Structure

The blood–brain barrier consists quite simply of the walls of the small brain vessels, which are structured differently here than in the rest of the body. The endothelial cells play an important role. These are the cells that form the walls of the tiny blood vessels in the brain.

These so-called capillary vessels have – in contrast to larger vessels in the circulatory system – only a single-layer wall. While the walls of larger vessels consist of three layers (two layers of connective tissue and in the middle a layer of muscle to regulate the diameter), small capillaries only have the innermost layer – the endothelial layer. These endothelial cells lie on a so-called basal lamina (a thin layer of proteins) and surround the vessel in a ring shape.

In the rest of the body, i.e. outside the brain, the endothelium of the blood vessels is not completely sealed. Small gaps remain between the endothelial cells. In this way, water and dissolved substances and, for example, nutrients from the blood can enter the surrounding tissue.

Inside the brain, however, the endothelial cells of the vessels form a virtually gapless wall. The individual endothelial cells are very closely connected to each other via so-called tight junctions. This endothelial layer can therefore not be penetrated so easily – except by fat-soluble substances that can diffuse through the cell membrane because the membrane itself consists of fat, or by active transport mechanisms such as pumps or channels.

Embedded in the brain tissue, the capillaries are surrounded by astrocytes. Astrocytes are the most important type of cells in the brain besides nerve cells (neurons). Among other things, they are responsible for feeding the neurons. Their extensions are also part of the blood-brain barrier.

Permeability

Nutrients such as sugar (glucose) or electrolytes such as sodium and potassium are actively transported through the endothelium by pumps or transporters, while water can cross the blood-brain barrier through certain channels (aquaporins). Certain hormones – especially stress and sex hormones – can diffuse through the blood-brain barrier and influence the brain. Fat-soluble gases such as oxygen and carbon dioxide can also cross the endothelial layer without special aids.

So can other fat-soluble substances such as alcohol, nicotine and heroin. In this way the addictive substances can work in the brain. So the more a drug is soluble in fat, the stronger is its CNS mobility.

These drugs include psychotropic drugs, anaesthetics, sleeping pills and sedatives. Antibiotics, on the other hand, are manufactured with a low fat solubility (i.e. good water solubility instead) because they are neurotoxic. Substances that are potentially dangerous for the brain are stopped by the blood-brain barrier.

However, there are exceptions. Bacteria and viruses that trigger meningitis, i.e. meningitis, or the human immunodeficiency virus (HIV) cannot be stopped by the barrier. Other substances that are actually needed in the CNS, but which are also unable to overcome the barrier, have to be produced anew within the brain.

One example of such a substance is cholesterol. The astrocytes produce cholesterol themselves, as it is essential for the production of myelin sheaths of the neurons (myelin sheaths, in turn, are an indispensable coating of the nerve cells). Another important point is metastasizing tumor cells.

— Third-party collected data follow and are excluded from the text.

PR #1012, opened 2020-01-22
Decider refactoring

gnott:
Fixes https://github.com/elifesciences/elife-bot/issues/1000

The diff on this PR may be hard to read, if so -- sorry!

Steps I followed on refactoring of `decider.py`

- Linted the code in general
- Added test scenarios to cover as much of the code as possible (starting from about 40% coverage)
- Break apart the complicated `decide()` function into about three parts
- Further linting for variable naming
- Switched `OptionParser` usage over to `ArgumentParser`, moving the helper functions to `provider/utils.py`

I changed the `FakeLogger` testing object so it concatenates `loginfo` values instead of replacing the value each time the info log is written. I did this so I could assert what decider was writing to the log. I changed the tests that depended on the old `FakeLogger` so they check the log value `.endswith()` the string they expected in their assertions.

A note on the new functions in `provider/utils.py` - I copied these over from `cron.py`, where I recently changed it to use more testable and modern coding for running as main(). After this PR is merged, `cron.py` can be changed to use the now central helper functions (or I could do it in this PR too, but I thought that would be less clean).

I suspect if I messed up logically in `decider.py` we will know very quickly when `end2end` tests are run, since they'd have no way to finish without a functioning decider!


gnott:
Also noting:

- refactored away the use of `eval` when importing the workflow object
- code coverage for `decider.py` is now 97%

provider/utils.py
```diff
@@ -109,3 +110,18 @@ def get_doi_url(doi):
     Given a DOI, get the URL for the DOI
     """
     return "https://doi.org/%s" % doi
+
+
+def console_start_env():
```
giorgiosironi: hopefully these will be reusable in all sorts of scripts

tests/activity/classes_mock.py
```diff
@@ -237,23 +237,45 @@ def list(self, prefix='', delimiter='', headers=''):
...
+        if args:
+            try:
+                rendered_msg = msg % args
+            except TypeError:
+                # if args were supplied as a tuple
+                rendered_msg = msg % args[0]
+        else:
+            rendered_msg = str(msg)
+        # append message to the log
+        self.loginfo = '\n'.join([self.loginfo, rendered_msg])
```
giorgiosironi: if `loginfo` is turned into a list of strings rather than a single string, it can make checking easier e.g. `self.loginfo[-1]` for the last line

tests/provider/test_utils.py
```diff
@@ -108,5 +110,22 @@ def test_get_doi_url(self):
         self.assertEqual(doi_url, "https://doi.org/10.7554/eLife.08411")
 
 
+class TestConsoleStart(unittest.TestCase):
+
+    def test_console_start(self):
+        env = 'foo'
+        expected = env
+        testargs = ['cron.py', '-e', env]
+        with patch.object(sys, 'argv', testargs):
```
giorgiosironi: minimal patching :+1:

provider/utils.py
gnott: I originally added this because coverage reports show the `if __name__ == "__main__":` portion of code is excluded from coverage percentages, and I wanted to bump up the coverage, which of course is better for testing potential errors.

tests/activity/classes_mock.py
gnott: I set to follow the other properties (which are plain strings), and what would normally be in a log file, but I like your suggestion of a list format, plus we have the opportunity to do it now and update the tests to use the list method. I will make it so! Of course anything that wants to check the full log could just join the list or just `str(list)` it.

tests/provider/test_utils.py
gnott: These are also from the `tests/test_cron.py` version of it (which I will refactor to use the `utils.py` in a subsequent PR). I remember having a little difficulty trying to patch a system library, but I figured it out eventually.

gnott:
I'm also going to convert `tests/test_data/decision.json` to pretty printed JSON.

Issue #970, opened 2019-10-29
DecisionLetterReceipt activity


gnott:
From issue https://github.com/elifesciences/elife-bot/issues/965

Similar to a proposed as-yet-built activity for the digest workflow (https://github.com/elifesciences/issues/issues/4593), here when a `IngestDecisionLetter` workflow reaches this activity, it notifies people that the `.zip` file they uploaded was processed successfully and in full. 

If no error email was sent by the workflow (due to a known, detectable error), and a runtime exception was logged, the person who deposited the `.zip` file to the bucket may not be aware of the exception.

- [x] Send an email to designated recipients (editorial, production)
- [x] The email can contain the ~~DOI,~~ original `.zip` file name processed ~~, and how it reached the final step successfully.~~ Update: for now we can just get by with the zip file name in the email subject line I think. In future we can expand the email body contents to include other helpful things in the future

This activity may not be required if the original depositors of the `.zip` file receive an email from the immediately previous activity, `PostDecisionLetterJATS`, which would potentially serve as an indicator that the final step of the workflow was reached for a decision letter & author response deposit.

PR #1043, opened 2020-02-14
Decision letter receipt

gnott:
Fixes https://github.com/elifesciences/elife-bot/issues/970

I'll consider this mildly blocked by PR https://github.com/elifesciences/elife-bot/pull/1040, so this next activity can be added to the workflow without causing a merge conflict.

Todo: 
- [x] Add this new activity to the `IngestDecisionLetter` worklfow

A very simple email sent to the recipients who would also be receiving validation error emails. The file name is in the email subject line.

The email body is currently empty, there being not much in particular I can think is required to include right now. In future maybe we can include the DOI and/or the full JATS produced for this decision letter content. I think just sending an email to denote the end of a successful workflow will be enough to get started using this new workflow.

### DIFF
--- a/activity/activity_DecisionLetterReceipt.py
+++ b/activity/activity_DecisionLetterReceipt.py
@@ -1,0 +1,66 @@
+import json
+import time
+from S3utility.s3_notification_info import parse_activity_data
+from provider import email_provider
+from activity.objects import Activity
+
+
+class activity_DecisionLetterReceipt(Activity):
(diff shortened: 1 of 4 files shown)


gnott:
Should be ready to review now, if you choose to, thanks!

gnott:
Small activity added here to a workflow that is in testing, and I will merge and deploy it now. We can expand on it in future when people start to use it.

PR #1053, opened 2020-03-12
Also purge digest data from CDN.

gnott:
Re issue https://github.com/elifesciences/issues/issues/5493

This makes it a standard thing to also purge the digest data from CDN caches at the same time it purges article data.

### DIFF
--- a/provider/fastly_provider.py
+++ b/provider/fastly_provider.py
@@ -15,7 +15,11 @@ class FastlyApi:
         response.raise_for_status()
         return response
 
-KEYS = ['article/{article_id}v{version}', 'article/{article_id}/videos']
+KEYS = [
+    'article/{article_id}v{version}',
+    'article/{article_id}/videos',
+    'digest/{article_id}',
+    ]
 
 def purge(article_id, version, settings):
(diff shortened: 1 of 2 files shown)


provider/fastly_provider.py
```diff
@@ -15,7 +15,11 @@ def purge(self, surrogate_key, service_id):
         response.raise_for_status()
         return response
 
-KEYS = ['article/{article_id}v{version}', 'article/{article_id}/videos']
+KEYS = [
+    'article/{article_id}v{version}',
+    'article/{article_id}/videos',
+    'digest/{article_id}',
```
giorgiosironi: the only service that uses this surrogate keys is [`iiif`](https://github.com/elifesciences/builder/blob/master/projects/elife.yaml#L1420), which is already in the list of services

gnott:
This activity is included in the `IngestArticleZip` and the `SilentCorrectionsIngest` workflows, and so it should invalidate digest images when any article version is ingested or silent correction ingested. This should cover any case where the digest image itself was silently deposited or for regular deposits.

PR #1058, opened 2020-03-18
XML processing instructions in xmlio rewriting.

gnott:
Re issue https://github.com/elifesciences/issues/issues/5509

XML processing instruction data was no retained when XML is parsed, and not included in output when XML is rewritten using the `elifetools` `xmlio.py` module function.

I updated `elifetools` to support input and output of these processing instruction nodes.

Here the values are collected and added back using the `article_processing` provider. I've also now updated three activities that call `xmlio.parse()` and `xmlio.output()` to also support processing instructions.

### DIFF
--- a/activity/activity_PublishFinalPOA.py
+++ b/activity/activity_PublishFinalPOA.py
@@ -226,7 +226,8 @@ class activity_PublishFinalPOA(Activity):
         # Register namespaces
         xmlio.register_xmlns()
 
-        root, doctype_dict = xmlio.parse(xml_file, return_doctype_dict=True)
+        root, doctype_dict, processing_instructions = xmlio.parse(
+            xml_file, return_doctype_dict=True, return_processing_instructions=True)
 
         soup = self.article_soup(xml_file)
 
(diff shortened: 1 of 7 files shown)


activity/activity_PublishFinalPOA.py
```diff
@@ -226,7 +226,8 @@ def convert_xml(self, doi_id, xml_file, filenames, new_filenames):
         # Register namespaces
         xmlio.register_xmlns()
 
-        root, doctype_dict = xmlio.parse(xml_file, return_doctype_dict=True)
+        root, doctype_dict, processing_instructions = xmlio.parse(
```
giorgiosironi: ah, assuming this tuple come from the `xmlio` library they could have made it a named tuple or a stronger type. Now we're stuck with it

gnott: I didn't want to make a breaking change at this time but it should get cleaned up at some point. `elife-tools` library is due for a refresh.

gnott:
I'm curious to see if `end2end` tests are fine with this change so I will merge to see!

PR #1060, opened 2020-03-20
Refactored starters which have simple console arguments

gnott:
Continuing issue https://github.com/elifesciences/elife-bot/issues/992

Refactored `default_workflow_params()` to also set the `domain` and `task_list` value.

These starters are similar because they only gather the `ENV` value from the command line arguments, or are started by an S3 notification message.

For the `PublicationEmail` starter, the `allow_duplicates` value is not used by the activity anymore, so that value in the starter data is removed.

The non-S3 notification starters are fairly simple and similarly changed.

For the S3 notification starters - `IngestDigest` and `IngestDecisionLetter`, there are a few additional features

- retained the custom logging identity value instead of using the default one by overloading `__init__()` of the object
- the `run` and `info` values are passed around for use in the input data
- `NullRequiredDataException` exception catching is kept
- the starter `"__main__"` is not functional since these only start from an S3 notification, so I removed the extra code

I tried my best to not mess up any values, the tests are passing, we can test some of these on the `continuumtest` environment before deploying it to `prod` in case something in the S3 notification ones have a bug.

### DIFF
--- a/starter/starter_IngestDecisionLetter.py
+++ b/starter/starter_IngestDecisionLetter.py
@@ -58,8 +58,3 @@ class starter_IngestDecisionLetter(Starter):
                 'Exception starting workflow execution for workflow_id %s' %
                 workflow_params.get('workflow_id'))
             self.logger.exception(message)
-
-
-if __name__ == "__main__":
-    # note: this starter must be started by an S3Notification and not directly from command line
-    pass
--- a/starter/starter_IngestDecisionLetter.py
+++ b/starter/starter_IngestDecisionLetter.py
@@ -1,64 +1,65 @@
-import boto.swf
 import json
 from provider import utils
 from S3utility.s3_notification_info import S3NotificationInfo
+from starter.objects import Starter, default_workflow_params
 import starter.starter_helper as helper
 from starter.starter_helper import NullRequiredDataException
 
 
-class starter_IngestDecisionLetter():
-    def __init__(self):
+class starter_IngestDecisionLetter(Starter):
+
+    def __init__(self, settings=None, logger=None):
+        super(starter_IngestDecisionLetter, self).__init__(
+            settings, logger)
         self.const_name = "IngestDecisionLetter"
+        # logging
+        if not self.logger:
+            self.logger = helper.get_starter_logger(
+                self.settings.setLevel, helper.get_starter_identity(self.const_name))
+
+    def get_workflow_params(self, run, info):
+        workflow_params = default_workflow_params(self.settings)
+        workflow_params['workflow_id'] = "%s_%s" % (self.const_name,
+                                                    info.file_name.replace('/', '_'))
+        workflow_params['workflow_name'] = self.const_name
+        workflow_params['workflow_version'] = "1"
+        workflow_params['execution_start_to_close_timeout'] = str(60 * 15)
+
+        input_data = S3NotificationInfo.to_dict(info)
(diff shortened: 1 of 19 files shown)


starter/starter_IngestDecisionLetter.py
```diff
@@ -1,64 +1,65 @@
...
-    ENV = utils.console_start_env()
-    SETTINGS = utils.get_settings(ENV)
-
-    STARTER_OBJECT = starter_IngestIngestDecisionLetter()
-
     # note: this starter must be started by an S3Notification and not directly from command line
-    RUN = None
-    INFO = None
-    STARTER_OBJECT.start(settings=SETTINGS, run=RUN, info=INFO)
+    pass
```
giorgiosironi: needed at all? remove the `if`?

starter/starter_IngestDigest.py
```diff
@@ -10,59 +10,60 @@
...
-class starter_IngestDigest():
-    def __init__(self):
+class starter_IngestDigest(Starter):
+
+    def __init__(self, settings=None, logger=None):
+        super(starter_IngestDigest, self).__init__(
+            settings, logger)
         self.const_name = "IngestDigest"
+        # logging
+        if not self.logger:
```
giorgiosironi: if `self.const_name` was assigned before the call to `super`, could this default logger be pushed up into the parent `__init__`? Maybe a follow-up, wouldn't add to the changes here

starter/starter_PublishPOA.py
```diff
@@ -1,53 +1,49 @@
...
-            print(message)
-            logger.info(message)
 
 if __name__ == "__main__":
 
     ENV = utils.console_start_env()
     SETTINGS = utils.get_settings(ENV)
 
-    o = starter_PublishPOA()
+    STARTER = starter_PublishPOA(SETTINGS)
```
giorgiosironi: good indication of global variables in uppercase, by the way

starter/starter_IngestDecisionLetter.py
gnott: I was undecided at the time whether leaving the snippet with a comment about how it is started was better than removing it entirely. Based on your comment, I think removing it entirely on these is probably better - thanks!

starter/starter_IngestDigest.py
gnott: Yes, I believe it could thanks for the suggestion @giorgiosironi! In fact, a little later on I noticed on the issue describing some steps to refactor the starters, I noted that the log files would be instantiated a consistent way using the starter_helper module. I forgot this, and used the older method for setting the log file for starters. There are currently two methods in use, and changing this will help get closer to potentially using a consistent one way to set the logs when all starter refactoring is completed.

gnott: I'm making it so the `name` can be passed in to set `self.name`, and then that can be used. We can eventually set a `self.name` for every starter so the logging identity of each is consistently printed.

starter/starter_PublishPOA.py
gnott: I credit the linter for suggesting the uppercase of certain variables.

gnott:
Some testing and observations of cron triggered starters on the `continuumtest` bot instance are looking good, no errors to report. I will deploy these to the `prod` `elife-bot` and Tuesday we should see everything remain to work.

PR #1063, opened 2020-03-24
Add CLOCKSS as a pub router deposit recipient.

gnott:
Re issue https://github.com/elifesciences/issues/issues/5503

Adding CLOCKSS to all the necessary spots to be able to send some samples manually.

Configuring the sending of files daily will come later.


gnott:
This is a new recipient, follows previous similar configurations, and I'm going to give it a try, merging now.

PR #1070, opened 2020-04-03
Declare image earlier in imageresize so always exists.

gnott:
Re issue https://github.com/elifesciences/issues/issues/5543 where an image file conversion raised exception.

I suspected the `image` would potentially not exist in the case of certain exceptions, and it should have been declared earlier. Due to what looks like an EPS file, it results in the exception:

`UnboundLocalError: local variable 'image' referenced before assignment`

Here, declare `image` before anything really happens, it should (conceivably) always exist when  an exception is raised.

### DIFF
--- a/provider/imageresize.py
+++ b/provider/imageresize.py
@@ -6,10 +6,10 @@ from wand.image import Image
 def resize(format, filep, info, logger):
 
     image_buffer = None
+    image = None
     try:
 
         with Image(file=filep, resolution=96) as tiff:
-            image = None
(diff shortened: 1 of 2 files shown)


gnott:
It's possible because of the use of the `with` context the `image` is still not present, but we can try this first and see if we get another exception in the future to confirm we need to do more on this.

gnott:
I added an additional test case illustrating when the image data is unacceptable for `wand.Image()` and it seems to be happy with the exception handling logic.

PR #1076, opened 2020-04-16
Publication email add recipients from article XML

gnott:
Re issue https://github.com/elifesciences/issues/issues/5081

This improvement to the `PublicationEmail` activity is to also send emails to corresponding authors in the article XML that are not already included in the list of recipients we get from an external source.

The `authors_from_xml()` function gets the email, first name, and last name from the article XML from two possible places (which are populated by the `elife-tools` parser, by way of the `article` provider). These two places are either an inline `<email>` tag for the author, or from their affiliation.

`merge_recipients()` takes any email address from the article XML that is not in the original list of recipients and adds it to the full list of recipients.

Along with test scenarios for the new code, when working on this code, I noticed the existing tests could be improved. Specifically, I populated the email template `.json` header files so addiitonal exceptions were not raised, and then I added comparisons with the `admin_email_content` string, where the tests should fail if an article XML was not parsed correctly or a template could not be populated.


activity/activity_PublicationEmail.py
```diff
@@ -284,12 +284,16 @@ def send_emails_for_articles(self, articles):
...
-                    authors = self.get_authors(article.related_insight_article.doi_id)
+                    article_authors = self.get_authors(article.related_insight_article.doi_id)
+                    xml_authors = authors_from_xml(article.related_insight_article)
+                    authors = self.merge_recipients(article_authors, xml_authors)
                 else:
                     authors = None
                     self.log_cannot_find_authors(article.doi)
             else:
-                authors = self.get_authors(article.doi_id)
+                article_authors = self.get_authors(article.doi_id)
```
giorgiosironi, line 294: some duplication across branches, can a private method be extracted reconciling their differences?

activity/activity_PublicationEmail.py
```diff
@@ -723,3 +746,28 @@ def choose_email_type(article_type, is_poa, was_ever_poa, feature_article):
...
+            for email in author.get('email'):
+                xml_author['e_mail'] = email
+                xml_author['first_nm'] = str(author.get('given-names'))
+                xml_author['last_nm'] = str(author.get('surname'))
+                authors.append(xml_author)
+        elif author.get('affiliations'):
+            # add author for each affiliation email
+            for aff in author.get('affiliations'):
+                if aff.get('email'):
+                    xml_author = OrderedDict()
```
giorgiosironi, line 768: similar duplication, extract a function to build `xml_author`?

activity/activity_PublicationEmail.py
gnott: I agree, I also noticed the duplication and it wasn't ideal. I have a full refactor of this now, two separate object methods and separate check for if there are no authors extracted.

activity/activity_PublicationEmail.py
gnott: Yes, I agree here too, this looked like a little bit of duplication. I've separated out the `OrderedDict()` structure. The logic of getting data from the author record or its affiliation(s) remains, since it would not look much better if further refactored, I think.

gnott:
Feedback well spotted, thanks for taking a look @giorgiosironi, it is improved with taking into account your second opinion. Should be ready to merge and deploy now if tests are still green.

PR #1077, opened 2020-04-17
Validate digest image file name by default.

gnott:
Fixes https://github.com/elifesciences/issues/issues/4678

As part of validating digest input, also look at the image file name and its extension is supported. It is integrated along with the other validation rules we can use to check input.

As a result of this, the test scenarios that used only a `.docx` as input and expected a valid result were changed to use a `.zip` input instead, changing the test fixture `DIGEST 99997.docx` to `DIGEST 99997.zip` which includes an image file for this fixture.

I also fixed a bug with a test assertion message that used `string.format()`, the multiline string needed to be wrapped in parentheses to make use of `.format()` properly.


gnott:
I also removed test scenarios that had a `.docx` file input, because we currently always expect and image to accompany every digest, and the contents are to be inside a `.zip` file, so a `.docx` on its own is not supported at this time.

provider/digest_provider.py
```diff
@@ -142,13 +152,25 @@ def image_file_name_from_s3(settings, article_id, bucket_name):
...
         return False
     if not digest_content.image.file:
         return False
     return True
 
 
+def validate_image(digest_content):
+    """validate the image file by its name"""
+    if not has_image(digest_content):
+        return False
```
giorgiosironi, line 167: boolean results can make it difficult to differentiate the reason for validation failure, consider using exceptions in this layer (where a type or a message can be specified)

gnott: I think I understand what you're describing and I've changed it. A simple check for whether the input exists before trying to process it works for me, but if it is better to rely on exceptions, that is fine too. I hope I did it as hoped.

gnott: It still returns a boolean but it also has exception handling, seems to be what I ended up with, otherwise it gets more complicated with error message concatenation. Good enough for now I hope.

PR #1081, opened 2020-04-30
Escape chars in email headers prior to json loads.

gnott:
Fixes https://github.com/elifesciences/issues/issues/4185

There were some recent changes to the `PublicationEmail` activity, and I also found the older issue above, where backslash characters caused errors when building email headers from the templates.

In this PR, I've added a specific fix to escape `\` and `"` characters in an article's `article_title` as an improvement to this. These are two known, possibly common, characters that may appear in an article title. They also proved to cause a `json.decoder.JSONDecodeError` exception when the JSON string from rendering the email header template file has a character that is not valid JSON. The character replacements fix the potential string to JSON loading problem.

Test cases are added for some specific examples.

I didn't do any linting or try to increase test coverage, which looks like a potential future task, since these files are still a little messy. I wanted to keep this PR simple and not more confusing with a bunch of linting changes.

### DIFF
--- a/provider/templates.py
+++ b/provider/templates.py
@@ -297,6 +297,8 @@ class Templates(object):
 
             jinja_env = self.get_jinja_env()
             tmpl = self.get_jinja_template(jinja_env, template_name)
+            # fix special characters in subject
+            article = article_title_char_escape(article)
             headers_str = tmpl.render(author=author, article=article)
             headers = json.loads(headers_str)
             # Add the email format as specified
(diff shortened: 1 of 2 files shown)


gnott:
The email templates are from long ago, and at the time I guess I figured a `.json` file to specify the email header data would be suitable. At least for the immediate and most normal situations it has been, which is probably why we've only observed one error, that I can remember.

Maybe it would be better to change the header templates to a YAML file, or something else, that could still accept robust string replacements, while it can still be parsed into a data structure. Or, I've had decent results using `.cfg` files for configurations, where the string value uses Python string formatting rules.

gnott:
Thanks for the PR approval, I guess I may as well merge this one to close the old issue. I'm not sure when I'll get around to email template refactoring and this has a remote chance of protecting us from the bug until then.

PR #728, opened 2022-08-11
Move tracking to ensure success before emitting event

adamawang:
## Description and Context

Sandboxes has identified some discrepancies when looking at amplitude tracking, and we want to ensure successful sandbox actions before emitting a tracking event. 

This PR addresses that and moves tracking events further down in the flow. 

## TODO

We'll need to have a broader discussion on this with the CLI team, but Sandboxes may want to start tracking sandbox sub types, eg Development sandbox vs Standard sandbox. 

## Who to Notify
@brandenrodgers @kemmerle

### DIFF
--- a/packages/cli/commands/sandbox/create.js
+++ b/packages/cli/commands/sandbox/create.js
@@ -122,8 +122,6 @@ exports.handler = async options => {
 
   let namePrompt;
 
-  trackCommandUsage('sandbox-create', {}, accountId);
-
   if (!name) {
     namePrompt = await createSandboxPrompt();
   }
@@ -140,6 +138,8 @@ exports.handler = async options => {
     });
 
     result = await createSandbox(accountId, sandboxName);
+
+    trackCommandUsage('sandbox-create', {}, accountId);
 
     logger.log('');
     spinnies.succeed('sandboxCreate', {
--- a/packages/cli/commands/sandbox/create.js
+++ b/packages/cli/commands/sandbox/create.js
@@ -120,6 +120,8 @@ exports.handler = async options => {
     succeedColor: 'white',
   });
 
+  trackCommandUsage('sandbox-create', {}, accountId);
+
   let namePrompt;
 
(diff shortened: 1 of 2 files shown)


brandenrodgers:
The current pattern in the CLI is to track all attempted runs of a command, successful or not. It's still good information to know that a user attempted to run a command, but failed to get the result they were looking for. What if we added another event tracking call in the `catch` block, and pass in some additional to both of the calls. Maybe something like `success: true/false`?

adamawang:
Ah I see... yeah I had been following patterns from other files before and that totally makes sense, but we wanted it to match up with what we do on Sandboxes FE which is only track a sandbox create upon success. 

Not sure I follow on the catch block addition, would it be the same tracker name for "sandbox-create" with an extra param? Or a new tracking event?

brandenrodgers:
> Not sure I follow on the catch block addition, would it be the same tracker name for "sandbox-create" with an extra param? Or a new tracking event?

That's up to you. I was picturing using an extra param (i.e. `track('sandbox-create', {success: false}`), but using a new tracking event would work too. I think it's useful CLI tracking data to know every single command that users attempt to run (successful or not), so I'd like to keep that pattern if possible.

adamawang:
Yep I totally agree, and we definitely don't want to stray from established patterns. Will put up a commit soon on this, thank you on the suggestions!

packages/cli/commands/sandbox/create.js
```diff
@@ -151,6 +151,8 @@ exports.handler = async options => {
   } catch (err) {
     debugErrorAndContext(err);
 
+    trackCommandUsage('sandbox-create', { success: false }, accountId);
```
adamawang, line 154: To get to an accurate number of successful creates, we'll just subtract the `success: false` events from the grand total. Same for deletes

brandenrodgers (approved):
Thanks for updating this!

PR #729, opened 2022-08-16
Sandboxes CLI: prevent removing non-sandbox portal from config on attempted delete

shannon-lichtenwalter:
## Description and Context

We introduced the command to allow a user to delete a sandbox from the CLI (hs sandbox delete). 
Following deletion the sandbox is removed from the config regardless of if the delete failed or not.
This PR is to prevent non-sandbbox account types from being removed from the config file on attempted delete

## Screenshots

before:
Screen Shot 2022-08-16 at 3 53 22 PM

after:
Screen Shot 2022-08-16 at 3 52 49 PM

## Who to Notify

@adamawang

### DIFF
--- a/packages/cli-lib/lib/config.js
+++ b/packages/cli-lib/lib/config.js
@@ -389,6 +389,7 @@ const removeSandboxAccountFromConfig = nameOrId => {
   }
 
   writeConfig();
+
   return promptDefaultAccount;
 };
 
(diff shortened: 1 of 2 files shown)


brandenrodgers (approved):
👌

adamawang (approved):
Niiiice, good call on the helper function rename 🚀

In particular, the cells of bronchial carcinomas (lung cancer), breast carcinomas (breast cancer) and malignant melanomas (skin cancer) spread hematogenously (i.e. via the blood) into the brain, despite the blood-brain barrier, where metastases, i.e. secondary tumours can form. Here, the barrier poses a problem because it makes it harder for chemotherapy drugs to reach the metastases. In addition, the permeability of the blood-brain barrier can be altered by tumour diseases, brain infarcts, inflammatory processes or rare genetic diseases (e.g. deficits in the above-mentioned channels). As a result, substances that should actually be filtered can enter the cerebrospinal fluid, or nutrients such as glucose, which the brain actually needs, can no longer reach it.